Fed. R. Evid. 702. The Sixth Circuit has identified three specific Rule 702 requirements in
deciding the admissibility of proposed expert testimony. In re Scrap Metal Antitrust Litig., 527
F.3d 517, 528–29 (6th Cir. 2008). First, the proposed expert must have the requisite
qualifications, whether it be through “knowledge, skill, experience, training, or education.” Id. at
529 (quoting Fed. R. Evid. 702). Second, the testimony must be relevant, meaning that it “will
assist the trier of fact to understand the evidence or to determine a fact in issue.” Id. (quoting
Fed.
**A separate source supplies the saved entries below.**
PR #338, opened 2025-07-31
[feat]:add ttl to metadata

vaibhav5140:
## Description of change
- Add TTL support to MetadataStore using Caffeine cache
- Replace LinkedHashMap with Caffeine cache in MetadataStore
- Add configurable TTL (default: 24 hours) for metadata entries
- Maintain existing size limit (5000 entries) as safety net

Will add a follow up PR to add documentation and explaining edge cases

---


stubz151 (changes requested):
Nice Work no major callouts!
One thing that would be nice to have is just a unit or integration test that covers some of the edge cases we chatted about in the design for this.

And a test to check that when metadata expires and we change the object and a new stream is opened it doesn't serve the same bytes as before.

input-stream/src/main/java/software/amazon/s3/analyticsaccelerator/io/physical/data/MetadataStore.java
```diff
@@ -70,14 +70,11 @@ public MetadataStore(
...
-        Collections.synchronizedMap(
-            new LinkedHashMap<S3URI, CompletableFuture<ObjectMetadata>>() {
-              @Override
-              protected boolean removeEldestEntry(
-                  final Map.Entry<S3URI, CompletableFuture<ObjectMetadata>> eldest) {
-                return this.size() > configuration.getMetadataStoreCapacity();
-              }
-            });
+        Caffeine.newBuilder()
+            .expireAfterWrite(
```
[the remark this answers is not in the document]
vaibhav5140: I think we should not evict blob linked to it because we are evicting metadata based on ttl so it does not ensure that metadata has actually expired, in case S3 object is not changed metadata will be same, thus we can reuse that blob which is already in cache. Its fine to rely on memory manager for Blob cache cleanup

input-stream/src/main/java/software/amazon/s3/analyticsaccelerator/io/physical/data/MetadataStore.java
```diff
@@ -120,9 +118,9 @@ public boolean evictKey(S3URI s3URI) {
    * @param openStreamInformation contains the open stream information
    * @return returns the {@link CompletableFuture} that holds object's metadata.
    */
-  public synchronized CompletableFuture<ObjectMetadata> asyncGet(
+  public CompletableFuture<ObjectMetadata> asyncGet(
```
stubz151, line 121: we removing the synchronized here and are letting caffeine handle the synchronization instead. Is this safe?

input-stream/src/integrationTest/java/software/amazon/s3/analyticsaccelerator/access/MetadataTTLTest.java
```diff
@@ -0,0 +1,179 @@
...
+import software.amazon.s3.analyticsaccelerator.S3SeekableInputStream;
+import software.amazon.s3.analyticsaccelerator.S3SeekableInputStreamConfiguration;
+import software.amazon.s3.analyticsaccelerator.common.ConnectorConfiguration;
+import software.amazon.s3.analyticsaccelerator.util.OpenStreamInformation;
+import software.amazon.s3.analyticsaccelerator.util.S3URI;
+
+public class MetadataTTLTest extends IntegrationTestBase {
+
+  @ParameterizedTest
+  @MethodSource("clientKinds")
```
stubz151, line 37: I think we use argumentsFor here so u don't have to write the same method 3 times

input-stream/src/integrationTest/java/software/amazon/s3/analyticsaccelerator/access/MetadataTTLTest.java
```diff
@@ -0,0 +1,179 @@
...
+        // Large objects: should throw 412 when accessing uncached blocks
+        IOException ex =
+            assertThrows(
+                IOException.class,
+                () -> {
+                  byte[] data2 = new byte[1000];
+                  int bytesRead2 = stream1.read(data2);
+                  assertTrue(bytesRead2 > 0, "Should read data before exception");
+                });
+        Throwable cause = ex.getCause();
```
stubz151, line 113: You can right this a bit nicer like this:
```
S3Exception s3Exception =
          assertInstanceOf(S3Exception.class, ex.getCause(), "Cause should be S3Exception");
assertEquals(412, s3Exception.statusCode(), "Expected Precondition Failed (412) status code");

File: input-stream/src/integrationTest/java/software/amazon/s3/analyticsaccelerator/access/MetadataTTLTest.java [hunk 5]
```diff
@@ -0,0 +1,179 @@
...
+        assertTrue(cause instanceof S3Exception, "Cause should be S3Exception");
+        S3Exception s3Exception = (S3Exception) cause;
+        assertEquals(412, s3Exception.statusCode());
+      } else {
+        byte[] data2 = new byte[1000];
+        int bytesRead = stream1.read(data2);
+        assertTrue(bytesRead > 0, "Should read from prefetched cache without 412 error");
```
stubz151, line 120:
```
assertDoesNotThrow(() -> stream1.read(data2);)

Think this is slightly nicer

File: input-stream/src/integrationTest/java/software/amazon/s3/analyticsaccelerator/access/MetadataTTLTest.java [hunk 6]
```diff
@@ -0,0 +1,179 @@
...
+ * WITHOUT WARRANTIES OR CONDITIONS OF ANY KIND, either express or implied.
+ * See the License for the specific language governing permissions and
+ * limitations under the License.
+ */
+package software.amazon.s3.analyticsaccelerator.access;
+
+import static org.junit.jupiter.api.Assertions.*;
+
+import java.io.IOException;
+import java.util.*;
```
stubz151, line 21: check * imports here

input-stream/src/test/java/software/amazon/s3/analyticsaccelerator/io/physical/data/MetadataStoreTest.java
```diff
@@ -151,4 +152,111 @@ public void testHeadRequestCallbackCalled() throws IOException {
...
+    // Get new version of object
+    ObjectMetadata second = metadataStore.get(key, OpenStreamInformation.DEFAULT);
+    assertEquals("new-etag", second.getEtag());
+    assertEquals(200, second.getContentLength());
+
+    verify(objectClient, times(2)).headObject(any(), any());
+  }
+
+  @Test
+  public void testZeroTtlDisablesMetadataCache() throws IOException {
```
stubz151, line 242: It would be nice to make sure each stream is pinned to a separate etag aswell. Right now this test makes sure we made 3 head requests but can we also verify that each stream makes use of these results?

input-stream/src/main/java/software/amazon/s3/analyticsaccelerator/io/physical/data/MetadataStore.java
vaibhav5140: earlier we were using LinkedHashMap which required manual synchronized for thread safety, now we use Caffeine which is thread-safe internally so i think we don't need synchronize

input-stream/src/integrationTest/java/software/amazon/s3/analyticsaccelerator/access/MetadataTTLTest.java
vaibhav5140: argumentsFor is for cartesian products of 4 parameters, but these tests only need 2 (clientKind and s3Object). We end up passing dummy StreamReadPatternKind and AALInputStreamConfigurationKind values that aren't used. Plus we still need the map lookup for the boolean logic 4MB=false, 16MB=true, so the cartesian product doesn't really help. Looking at ReadCorrectnessTest file we use separate methods , it's cleaner and avoids the unused parameters

input-stream/src/integrationTest/java/software/amazon/s3/analyticsaccelerator/access/MetadataTTLTest.java
vaibhav5140: Addressed in latest commit

input-stream/src/main/java/software/amazon/s3/analyticsaccelerator/io/physical/data/MetadataStore.java
```diff
@@ -109,7 +106,8 @@ public ObjectMetadata get(S3URI s3URI, OpenStreamInformation openStreamInformati
    * @return a boolean stating if the object existed or not
    */
   public boolean evictKey(S3URI s3URI) {
-    return this.cache.remove(s3URI) != null;
+    CompletableFuture<ObjectMetadata> removed = cache.asMap().remove(s3URI);
```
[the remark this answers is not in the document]
vaibhav5140: asMap().remove() returns the removed value (null if key was not present), while invalidate() returns void. Since evictKey() needs to return a boolean indicating if the key existed, we need asMap().remove() to check the return value. invalidate() can not tell us if the key was actually there

vaibhav5140:
> Hi @vaibhav5140 I think this is a good PR overall, i am happy to approve once we have more test coverage at the stream level.
Thanks @fuatbasik for reviewing, I have moved the stream level tests to the appropriate test files, ensuring proper separation of concerns between metadata store and stream level testing. The MetadataStoreIntegrationTest now focuses only on metadata store-specific behaviour, while stream level semantics are tested in the appropriate stream test files

input-stream/src/integrationTest/java/software/amazon/s3/analyticsaccelerator/access/EtagChangeTest.java
```diff
@@ -181,4 +195,140 @@ protected void testChangingEtagAfterStreamPassesAndReturnsCachedObject(
       assertChecksums(checksum, cachedChecksum);
     }
   }
+
+  static Stream<Arguments> streamTtlTests() {
+    List<Arguments> testCases = new ArrayList<>();
+
+    for (S3ClientKind clientKind : getS3ClientKinds()) {
```
fuatbasik, line 202: i think the proper way would be have arguments for 4MB, False -- 4MB, True -- 4MB, null. 16MB False -- 16MB True -- 16MB Null etc.

fuatbasik: seems like your shouldThrow412 is actually not a test parameter but actually how we understand what to expect from the result. Cant we confirm that from object size?

fuatbasik (commented):
Hi @vaibhav5140 . I put some comments.

input-stream/src/integrationTest/java/software/amazon/s3/analyticsaccelerator/access/StreamConsistencyTest.java
```diff
@@ -0,0 +1,323 @@
...
+  }
+
+  /**
+   * Test cross-stream consistency when object changes after metadata expiry
+   *
+   * @param s3ClientKind S3 client kind to use
+   * @param s3Object S3 object to read
+   * @param ttlTime TTL time in milliseconds
+   */
+  protected void testNewStreamDetectsObjectUpdateAfterMetadataExpiry(
```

R. Evid. 702). Third, the testimony must be reliable. Id.
The third prong of Rule 702 requires the Court to determine whether the testimony is
reliable. Rule 702 provides a number of standards by which a district court in its gatekeeper role
is to gauge reliability. A court should look to whether the testimony is based upon “sufficient
facts or data;” whether it is the “product of reliable principles and methods;” and whether the
expert “has applied these principles or methods reliably to the facts of the case.” In re Scrap
Metal., 527 F.3d at 529 (quoting Fed. R. Evid. 702). Additionally, a district court is to consider
“such factors as testing, peer review, publication, error rates, the existence and maintenance of
standards controlling the technique's operation, and general acceptance in the relevant scientific
[or technical] community.” United States v. Langan, 263 F.3d 613, 621 (6th Cir. 2001) (citing
Daubert, 509 U.S. at 593–94). The reliability inquiry is a flexible one, and the above factors are
not a “definitive checklist or test.” Daubert, 509 U.S. at 593.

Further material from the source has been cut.